The Board of Regents ironed out regulations for the new teacher evaluation system in June, which require school districts to base at least 50 percent of teachers’ effectiveness on state test scores.
The State Education Department had originally recommended that 80 percent of student performance be based on state tests, while the Regents suggested 20 percent. They eventually settled on 50 percent, with the other 50 percent of a teacher’s effectiveness score coming from classroom observations. The old system had state tests results making up 20 percent of the score.
Educators and teachers unions voiced their displeasure at the evaluation system, saying that too much weight was being put on the tests. Robert J. Reidy, Jr. Executive Director of the New York State Council of School Superintendents, said in a statement that the changes in the evaluation law were “woefully misguided.”
“We commend the members of the Board of Regents for their efforts to make the best of a bad law mandating yet one more set of changes to teacher and principal evaluations. But no amount of regulatory resourcefulness can alter the fact that the State Education Department and the schools are both being called upon to implement a law that will hurt teaching and learning for our schoolchildren,” Reidy Jr. said.
The evaluations were approved 11-6 on June 16. Matt Jacobs, regional staff director of the Nassau chapter of the New York State Union of Teachers, said he was not surprised by the Regents’ actions, but he was disappointed, saying that with four newly appointed Regents members, he had hoped for a stronger voice for reform.
“We think the [teacher evaluations] are very detrimental and take a system that was effective and have made it significantly worse. It eliminates consideration of other important and relevant means of evaluating teacher performance and reduces it to test scores and observation,” Jacobs said. “These growth measures are statistically unreliable and have never been demonstrated to work well.”
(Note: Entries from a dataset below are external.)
PR #12594, opened 2026-04-02
Fix @ExecuteOn ignored for suspend functions

jpbempel:
When a Kotlin controller method is a suspend function and annotated with @ExecuteOn(TaskExecutors.IO), the handler runs on the Netty event
 loop thread instead of the IO thread pool. The same annotation works
 correctly for Java methods and Kotlin non-suspend methods.

In RouteExecutor.callRoute(), the executorService retrieved from @ExecuteOn is correctly obtained but silently ignored in the isSuspended() branch. Also,
ContinuationArgumentBinder.setupCoroutineContext hardcodes Dispatchers.Default as the coroutine dispatcher, so post-suspension resumptions always run on the default pool.

### DIFF
--- a/http-server/src/main/java/io/micronaut/http/server/CoroutineHelper.java
+++ b/http-server/src/main/java/io/micronaut/http/server/CoroutineHelper.java
@@ -25,6 +25,7 @@ import jakarta.inject.Singleton;
 import reactor.util.context.ContextView;
 
 import java.util.List;
+import java.util.concurrent.ExecutorService;
 
 /**
  * Coroutines helper.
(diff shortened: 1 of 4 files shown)


graemerocher:
seems to break a test

dstepanov:
Thanks for this @jpbempel, and sorry it sat for so long — your diagnosis was right and it's the basis of the fix that landed.

#13032 is now merged into `5.2.x`, with you credited as a co-author on the commit. On top of your change it caches the coroutine dispatcher per executor (dispatcher equality is identity-based, so building one per request allocates on the request path and defeats `withContext` short-circuiting), builds it from the raw executor rather than the `ContextPropagatingExecutorService` wrapper, and documents the `thread-selection` behaviour change in the breaking-changes appendix.

Closing this one as superseded. Note the fix landed on `5.2.x` rather than `4.10.x` — partly because making a suspend route obey `AUTO`/`IO`/`BLOCKING` thread selection is a runtime behaviour change that's easier to justify on a minor line than in a patch.

PR #12605, opened 2026-04-08
Change propagated context default to thread local

graemerocher:


sdelamo (approved):

sdelamo:
@graemerocher CI fails

PR #12614, opened 2026-04-17
Change default for CrossOrigin.allowCredentials

yawkat:
Defaulting to `true` may be surprising to users, especially those switching from spring where the default is `false`.


sdelamo (approved):

yawkat:
still some test failures

PR #12627, opened 2026-04-21
fix(cors): replace reference equality with value equality in isAny and isAnyMethod

### LINKED ISSUE #12626: CorsFilter#isAny and isAnyMethod use reference equality (==) instead of value equality, causing CORS to fail when configured via application.yml
### Expected Behavior

CORS preflight (OPTIONS) requests succeed when `allowed-headers` or `allowed-methods` 
are configured with wildcard values in application.yml.

### Actual Behaviour

CORS preflight requests fail because `isAny(allowedHeaders)` and `isAnyMethod(allowedMethods)` 
always return false when the configuration is loaded from application.yml, even when 
allowed-headers is set to ["*"] or allowed-methods is set to [].

The root cause is that both methods use reference equality (==) to compare against 
the sentinel constants CorsOriginConfiguration.ANY and CorsOriginConfiguration.ANY_METHOD:

    private static boolean isAny(List<String> values) {
        return values == CorsOriginConfiguration.ANY; // always false after deserialization
    }

    private static boolean isAnyMethod(List<HttpMethod> allowedMethods) {
        return allowedMethods == CorsOriginConfiguration.ANY_METHOD; // always false after deserialization
    }

When application.yml is deserialized, new List instances are created that are never 
reference-equal to the constants, so the wildcard check silently fails.

### Steps To Reproduce

1. Add CORS configuration to application.yml:
```yaml
   micronaut:
     server:
       cors:
         enabled: true
         configurations:
           default:
             allowed-headers:
               - "*"
```
2. Define any POST endpoint, e.g. `@Post("/api/login")`

3. Send a CORS preflight request:
   curl -X OPTIONS http://localhost:8080/api/login \
     -H "Origin: http://localhost:3000" \
     -H "Access-Control-Request-Method: POST" \
     -H "Access-Control-Request-Headers: Content-Type"

4. Observe the request is rejected by CORS filter instead of returning 200

### Environment Information

- Java Version: 21

### Example Application

_No response_

### Version

4.10.12

fatekingsama:
## Summary
Fixes #12626

## Changes
Replace reference equality (`==`) with value equality in `CorsFilter#isAny` 
and `isAnyMethod`.

When CORS configuration is loaded from `application.yml`, deserialization 
creates new `List` instances that are never reference-equal to the sentinel 
constants `CorsOriginConfiguration.ANY` and `ANY_METHOD`, causing wildcard 
checks to silently return false.

## Fix
- `isAny`: also returns true when the list contains a single element equal to 
  `CorsOriginConfiguration.ANY.getFirst()`
- `isAnyMethod`: also returns true when the list is empty


http-server/src/main/java/io/micronaut/http/server/cors/CorsFilter.java
```diff
@@ -419,11 +419,13 @@ private static boolean matchesOrigin(String originRegex, String requestOrigin) {
     }
 
     private static boolean isAny(List<String> values) {
-        return values == CorsOriginConfiguration.ANY;
+        return values == CorsOriginConfiguration.ANY
+            || (values != null && values.size() == 1 && values.getFirst().equals(CorsOriginConfiguration.ANY.getFirst()));
```
yawkat: just use Objects.equals here

yawkat:
Please add a test

http-server/src/main/java/io/micronaut/http/server/cors/CorsFilter.java
```diff
@@ -42,30 +36,17 @@
...
+import org.jspecify.annotations.Nullable;
 import org.slf4j.Logger;
 import org.slf4j.LoggerFactory;
 
 import java.net.URI;
-import java.util.ArrayList;
-import java.util.Collections;
-import java.util.List;
-import java.util.Optional;
+import java.util.*;
```
sdelamo: don't use wildcard imports

sdelamo (changes requested):

fatekingsama:
This was caused by IntelliJ automatically optimizing imports. I've updated the configuration and replaced wildcard imports with explicit ones.

http-server/src/main/java/io/micronaut/http/server/cors/CorsFilter.java
```diff
@@ -419,11 +409,12 @@ private static boolean matchesOrigin(String originRegex, String requestOrigin) {
     }
 
     private static boolean isAny(List<String> values) {
-        return values == CorsOriginConfiguration.ANY;
+        return Objects.equals(values, CorsOriginConfiguration.ANY);
     }
 
     private static boolean isAnyMethod(List<HttpMethod> allowedMethods) {
-        return allowedMethods == CorsOriginConfiguration.ANY_METHOD;
+        return allowedMethods == CorsOriginConfiguration.ANY_METHOD
```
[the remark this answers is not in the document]
yawkat: just use Objects.equals for the entire method

fatekingsama:
Friendly ping 👋 @sdelamo  @yawkat 
Would appreciate another review when you have a chance. Thanks!

yawkat (approved):

fatekingsama:
Hi @sdelamo , just following up on this one. The latest changes were approved on Jun 8, and this PR is still awaiting your review. Since Micronaut Core has moved on to 5.1.2, could you please take another look when you have a chance?

If anything else is needed from my side, I’m happy to update it. Thanks!

fatekingsama:
Hi @sdelamo , all checks are green now—could you please take another look when you have a chance? Thanks!

fatekingsama:
Hi @graemerocher , sorry to ping you directly. This PR is still awaiting a follow-up review after the latest changes, and all checks are green. Should I retarget it from 5.0.x to 5.1.x, or is 5.0.x still the appropriate target? Could you please advise whether anything else is needed and when it might be reviewed? Thanks!

fatekingsama:
Hi @sdelamo, thanks again for merging this fix into `5.0.x`.

I noticed that `5.1.8`, `5.1.9`, and `5.1.10` have since been released, but this fix does not appear to have been forward-merged into `5.1.x` yet.

Is another `5.0.x` → `5.1.x` merge planned, or would you prefer that I open a separate PR targeting `5.1.x`?

Thanks!

sdelamo:
@fatekingsama I will check if it has not been merged up and trigger a release if it has not.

Jeanette Deutermann, head of the Long Island Opt-Out Movement, said that people shouldn’t overlook the significance of having six members of the Board of Regents not approving the regulations.
“The only way to stop it was for the Regents to stand up and say they cannot regulate a morally objectionable bill. The Regents couldn’t have decided no [because] this is a law now,” Deutermann said. “We were looking for more Regents to join on, but we had a divided vote which is pretty significant.”
Deutermann anticipates more legislative action happening next year since it’s an election year. But she said parents still have veto power—and that they should take advantage of it.
“None of these bills address the major component of what we’re looking for,” she said. “We’re moving in the wrong direction when it
comes to legislation and testing and how it’s taken over our schools,
but the biggest point in all of this is
it doesn’t matter because parents have veto power with opt-out.”
She said she expects the opt-out movement to grow next year, and that if more students choose not to take the state tests, teachers will regain some of the power in the classroom. She’s also rallying parents to send in letters to school districts on the first day of school if they plan on opting their kids out of the state tests so teachers can go into the year knowing the number of kids taking the tests.
“We can offer protection for kids and teachers by opting out,” Deutermann said. “We don’t want our teachers graded on our kids’ test scores, which leads to classrooms being narrowed and taken over by test prep, so we can throw this kink in the system. We can have the final say through opt-out.”
School districts are now tasked with coming up with a plan on how they will implement the new evaluation system. Districts must have plans in place by Nov. 15; however, the Regents did introduce waivers that would allow districts a four-month waiver to delay introducing a new system until 2016-17.